Friedreich's ataxia (FRDA) is a hereditary and predominantly neurodegenerative disease caused by a deficiency of the protein frataxin (FXN). As part of the overall efforts to understand the molecular basis of neurodegeneration in FRDA, a new human neural cell line with doxycycline-induced FXN knockdown was established. This cell line, hereafter referred to as iFKD-SY, is derived from the human neuroblastoma SH-SY5Y and retains the ability to differentiate into mature neuron-like cells. In both proliferating and differentiated iFKD-SY cells, the induction of FXN deficiency is accompanied by increases in oxidative stress and DNA damage, reduced aconitase enzyme activity, higher levels of p53 and p21, activation of caspase-3, and subsequent apoptosis. More interestingly, FXN-deficient iFKD-SY cells exhibit an important transcriptional deregulation in many of the genes implicated in DNA repair pathways. The levels of some crucial proteins involved in DNA repair appear notably diminished. Furthermore, similar changes are found in two additional neural cell models of FXN deficit: primary cultures of FXN-deficient mouse neurons and human olfactory mucosa stem cells obtained from biopsies of FRDA patients. These results suggest that the deficiency of FXN leads to a down-regulation of DNA repair pathways that synergizes with oxidative stress to provoke DNA damage, which may be involved in the pathogenesis of FRDA. Thus, a failure in DNA repair may be considered a shared common molecular mechanism contributing to neurodegeneration in a number of hereditary ataxias including FRDA.

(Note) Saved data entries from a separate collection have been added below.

Issue #60, opened 2021-11-17
Help() have redundant function names 


fadyanwar:
Several function names are repeated twice on the help message output of Help(), such as Max, Sum and Average

MikeStall:
This is referring to https://github.com/microsoft/power-fx-host-samples/tree/main/Samples/ConsoleREPL  ?
This is probably showing all the overloads - ie both the table and scalar versions.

弗里德赖希共济失调 (FRDA) 是一种遗传性的、主要是神经退行性疾病，由蛋白质 frataxin (FXN) 缺乏引起。作为了解 FRDA 神经变性分子基础的整体努力的一部分，建立了一种新的人类神经细胞系，该细胞系具有多西环素诱导的 FXN 敲低。该细胞系（以下称为 iFKD-SY）源自人神经母细胞瘤 SH-SY5Y，保留了分化为成熟神经元样细胞的能力。在增殖和分化的 iFKD-SY 细胞中，FXN 缺乏的诱导伴随着氧化应激和 DNA 损伤的增加、乌头酸酶活性降低、p53 和 p21 水平升高、caspase-3 激活以及随后的细胞凋亡。更有趣的是，FXN 缺陷的 iFKD-SY 细胞在许多涉及 DNA 修复途径的基因中表现出重要的转录失调。一些参与 DNA 修复的关键蛋白质的水平似乎显着降低。此外，在另外两种 FXN 缺陷神经细胞模型中也发现了类似的变化：FXN 缺陷小鼠神经元的原代培养物和从 FRDA 患者活检中获得的人类嗅粘膜干细胞。这些结果表明，FXN 的缺乏会导致 DNA 修复途径的下调，与氧化应激协同作用，引发 DNA 损伤，这可能与 FRDA 的发病机制有关。因此，DNA 修复失败可能被认为是导致包括 FRDA 在内的许多遗传性共济失调神经变性的共同分子机制。